[RECORD SET Boundary: Start]
PR #798, opened 2019-05-25
Bump deps

Unpublished:
Part of #797 

Running this since a few weeks without problems.


Unpublished:
Okay I fixed the lint error caused by mixed support libs by migrating to AndroidX (which should be done anyway).

Will run this over the next few days, probably upgrade them further to their latest release (1.0.2) and report back.

dmfs:
Thanks a lot. I'll check it out and give it a try.

Unpublished:
Great! PR should now be in its final state.

`androidx.annotation` 1.0.2 is not relevant for opentasks and test_runner strictly depends on 1.0.0, so it cannot be upgraded yet.

Unpublished:
Thanks for merging!

Was about to report the same, I didn't run into issues with this branch as well.

Issue #741, opened 2019-01-18
Reconsider Inserting into Instances Table


dmfs:
While implementing recurrence support we've also added the ability to insert tasks directly into the instances table. This approach fails if the task is beyond the expansion window (which is currently one single instance) because even though an exception is created, no entry is created in the instances table.

The feature is be disabled for now but we need to check if it makes sense to re-enable it.
One way could be to create "protected" instances which are always kept during expansion, so the newly inserted instance will always we shown. However that doesn't make much sense until we expand more than just one task in advance.

Issue #462, opened 2017-10-18
Recurrence


dmfs:
This epic groups all issues related to recurring tasks.

steve-s-71:
@dmfs please can you share if this is getting addressed anytime soon? 

Many people seem to wait for this since quite some time. I have seen older comments saying "we are working on it" but that has obviously not materialized. It would be really good if you could share your plans and schedules in more detail, as it helps the affected users to decide between being patient a bit longer or moving away from this app.

MisterY:
I'll just mention this, as it may solve people's issues temporarily - the combination of the sync adapter (DAVdroid or CalDAV sync) + OpenTasks + aCalendar(+) works very well with recurring tasks. The hack for storing the recurrence info in Google Tasks, for example, is not used in this scenario so I assume that the native support for NextCloud recurrence is used. I haven't looked into details but am pretty happy with this combination as it gets the job done.
This would imply that the tasks storage, provided by OpenTasks, is functioning well and it is only the UI part that is missing?
Hope that having the workaround solution takes some pressure off.

steve-s-71:
I got this combination setup earlier (precisely it was the paid app „aCalendar+ Kalender & Tasks“ [click](https://play.google.com/store/apps/details?id=org.withouthat.acalendarplus&hl=de)). 

But the app messed up most of my recurring tasks in a very odd way: After a Sync was triggered manually or by time (no modification of any task, just Sync) existing recurring tasks got modified. For example due date was altered, or recurrence was changed from weekly to daily, etc).

MisterY:
Thanks for the tip. Will pay close attention.
I've been using it for about a week or so and have not noticed any issues so far. I have a few mobile devices synchronizing the same calendars. The infrastructure is NextCloud 12 with Calendar 1.5.6, I think.
There could be multiple causes for the issue you describe - client app, sync adapter (I've first used CalDAV Sync, now I'm on DAVdroid as it provides CardDAV and CalDAV in one package), server infrastructure.

steve-s-71:
Maybe my problems is an interoperability issue:

Currently I have multiple Android devices running OpenTasks, synchronizing to the Nextcloud Server via [DavDroid](http://davdroid.com) and PC desktops running Outlook, synchronizing to the Nextcloud Server via [caldavsynchronizer](http://caldavsynchronizer.org/).

To this point my setup is working with recurring as well as non recurring tasks (of course I must not edit  recurring task in OpenTasks as that app does not support recurring tasks).

[...]

PR #814, opened 2019-07-26
Add initial recurrence support, implements #462

dmfs:
This commit adds initial recurrence support in that recurring instances are handled correctly when instances are edited or deleted.
In order to support this, the UI now operates on the Instances table rather then the tasks table. The instances table now supports deletes, and updates like the tasks table with the difference that all these operations only affect the specific instance that's addressed. All the operations on the instances table are converted into operations on a task by creating exception instances and rdates or exdates.

Inserting instances is currently not possible because only a fixed number of instances are expanded. This means an instance inserted beyond the expansion window would still not show up in the instances table.
See https://github.com/dmfs/opentasks/issues/741

There is still room for improvement in that we could split of completed tasks and modify recurrence rules when delting instances from the start or end of the series. That's left to future updates.
Also there is no UI yet to create or edit recurrence properties itself.

At present there is only one upcoming instance expanded, so you can only see the "current" instance (and all completed ones). This may/will change in future but may require some UI changes as well.

In order to support this commit a number of tests have been implemented which test creating and altering recurring instances.

Currently an exception is created when a recurring instance is modified which wasn't an exception before. This approach is RFC 5545 compliant but not supported by Apple clients. This will be fixed in future updates.

### DIFF
--- a/opentasks-contract/src/main/java/org/dmfs/tasks/contract/TaskContract.java
+++ b/opentasks-contract/src/main/java/org/dmfs/tasks/contract/TaskContract.java
@@ -776,8 +776,8 @@ public final class TaskContract
         String ORIGINAL_INSTANCE_ID = "original_instance_id";
 
         /**
-         * The time in milliseconds since the Epoch of the original instance that is overridden by this instance or <code>null</code> if this task is not an
-         * exception.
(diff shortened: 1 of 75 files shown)


dmfs:
Ok, this has been pending way to long. I'll merge this one and we'll see how it goes.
[RECORD SET Boundary: End]
◆ TO DO ◆
Look through the data above and report every line in which "about" appears.

◆ RESULT FOR THIS TASK ◆
Was about to report the same, I didn't run into issues with this branch as well.
I've been using it for about a week or so and have not noticed any issues so far. I have a few mobile devices synchronizing the same calendars. The infrastructure is NextCloud 12 with Calendar 1.5.6, I think.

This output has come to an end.